__DATA PROVIDED__:
------------
PR #3534, opened 2024-09-17
cleanup validation tests

kliushnichenko:
just a bit of cleaning

### DIFF
--- a/docs/asciidoc/context.adoc
+++ b/docs/asciidoc/context.adoc
@@ -576,7 +576,7 @@ a javadoc:Session[] but the lifecycle is shorter: *data is kept for only one req
   });
 
   post("/save", ctx -> {
-    ctx.flash("success", "Item created");          <1>
+    ctx.flash().put("success", "Item created");    <1>
     return ctx.sendRedirect("/");                  <2>
   });
 ----
@@ -589,7 +589,7 @@ a javadoc:Session[] but the lifecycle is shorter: *data is kept for only one req
   }
   
   post("/save") { ctx ->
-    ctx.flash("success", "Item created")           <1>
+    ctx.flash().put("success", "Item created")     <1>
     ctx.sendRedirect("/")                          <2>
   }
 ----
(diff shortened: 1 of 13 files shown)


docs/asciidoc/context.adoc
```diff
@@ -576,7 +576,7 @@ a javadoc:Session[] but the lifecycle is shorter: *data is kept for only one req
   });
 
   post("/save", ctx -> {
-    ctx.flash("success", "Item created");          <1>
```
kliushnichenko, line 579: just aligning the doc with what we have at the moment. There is no `ctx.flash(str,str)` method

modules/jooby-apt/src/test/java/tests/validation/BeanValidationsController.java
```diff
@@ -22,12 +22,6 @@ public Bean validateFormBean(@Valid @FormParam Bean bean) {
     return bean;
   }
 
-  // todo: revive when flash `toNullable` will be fixed
```
kliushnichenko, line 25: What I meant here is that it is possible to define the param as object `@FlashParam Bean bean`   
and apt will generate the code that is not executable, since `toNullable` is not there for flash/session/...
image

The use-case a bit synthetic, but still, I can add some type checking if you think it makes sense

jknack: Let's add the type check

jknack (changes requested):

kliushnichenko:
Added type verification.

Flash, Session, Cookie, and Header params are now restricted to `BUILT_IN` types.
Let me know if I missed smthg.

Error message will look like this:
```text
Illegal argument type at 'tests.verifyarg.ControllerFlash.param()'. 
Parameter 'param' annotated as [io.jooby.annotation.FlashParam] cannot be of type 'java.lang.Object'. 
Supported types are: [java.lang.Byte, java.lang.Short, java.lang.Character, java.lang.String, short, int, java.net.URI, java.lang.Float, java.lang.Boolean, float, char, java.time.LocalDateTime, byte, java.lang.Enum, java.math.BigInteger, java.util.UUID, java.util.Date, java.lang.Long, java.math.BigDecimal, io.jooby.StatusCode, java.lang.Double, boolean, java.net.URL, java.time.ZoneId, java.util.TimeZone, java.lang.Integer, java.time.LocalDate, java.time.Instant, java.time.Duration, java.nio.charset.Charset, java.time.Period, double, long]

```

jknack (approved):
------------
__TASK INSTRUCTIONS__:
May I have the entries returned exactly, with every line in place?

__SOLVED EXERCISE__:
PR #3534, opened 2024-09-17
cleanup validation tests

kliushnichenko:
just a bit of cleaning

### DIFF
--- a/docs/asciidoc/context.adoc
+++ b/docs/asciidoc/context.adoc
@@ -576,7 +576,7 @@ a javadoc:Session[] but the lifecycle is shorter: *data is kept for only one req
   });
 
   post("/save", ctx -> {
-    ctx.flash("success", "Item created");          <1>
+    ctx.flash().put("success", "Item created");    <1>
     return ctx.sendRedirect("/");                  <2>
   });
 ----
@@ -589,7 +589,7 @@ a javadoc:Session[] but the lifecycle is shorter: *data is kept for only one req
   }
   
   post("/save") { ctx ->
-    ctx.flash("success", "Item created")           <1>
+    ctx.flash().put("success", "Item created")     <1>
     ctx.sendRedirect("/")                          <2>
   }
 ----
(diff shortened: 1 of 13 files shown)


docs/asciidoc/context.adoc
```diff
@@ -576,7 +576,7 @@ a javadoc:Session[] but the lifecycle is shorter: *data is kept for only one req
   });
 
   post("/save", ctx -> {
-    ctx.flash("success", "Item created");          <1>
```
kliushnichenko, line 579: just aligning the doc with what we have at the moment. There is no `ctx.flash(str,str)` method

modules/jooby-apt/src/test/java/tests/validation/BeanValidationsController.java
```diff
@@ -22,12 +22,6 @@ public Bean validateFormBean(@Valid @FormParam Bean bean) {
     return bean;
   }
 
-  // todo: revive when flash `toNullable` will be fixed
```
kliushnichenko, line 25: What I meant here is that it is possible to define the param as object `@FlashParam Bean bean`   
and apt will generate the code that is not executable, since `toNullable` is not there for flash/session/...
image

The use-case a bit synthetic, but still, I can add some type checking if you think it makes sense

jknack: Let's add the type check

jknack (changes requested):

kliushnichenko:
Added type verification.

Flash, Session, Cookie, and Header params are now restricted to `BUILT_IN` types.
Let me know if I missed smthg.

Error message will look like this:
```text
Illegal argument type at 'tests.verifyarg.ControllerFlash.param()'. 
Parameter 'param' annotated as [io.jooby.annotation.FlashParam] cannot be of type 'java.lang.Object'. 
Supported types are: [java.lang.Byte, java.lang.Short, java.lang.Character, java.lang.String, short, int, java.net.URI, java.lang.Float, java.lang.Boolean, float, char, java.time.LocalDateTime, byte, java.lang.Enum, java.math.BigInteger, java.util.UUID, java.util.Date, java.lang.Long, java.math.BigDecimal, io.jooby.StatusCode, java.lang.Double, boolean, java.net.URL, java.time.ZoneId, java.util.TimeZone, java.lang.Integer, java.time.LocalDate, java.time.Instant, java.time.Duration, java.nio.charset.Charset, java.time.Period, double, long]

```

jknack (approved):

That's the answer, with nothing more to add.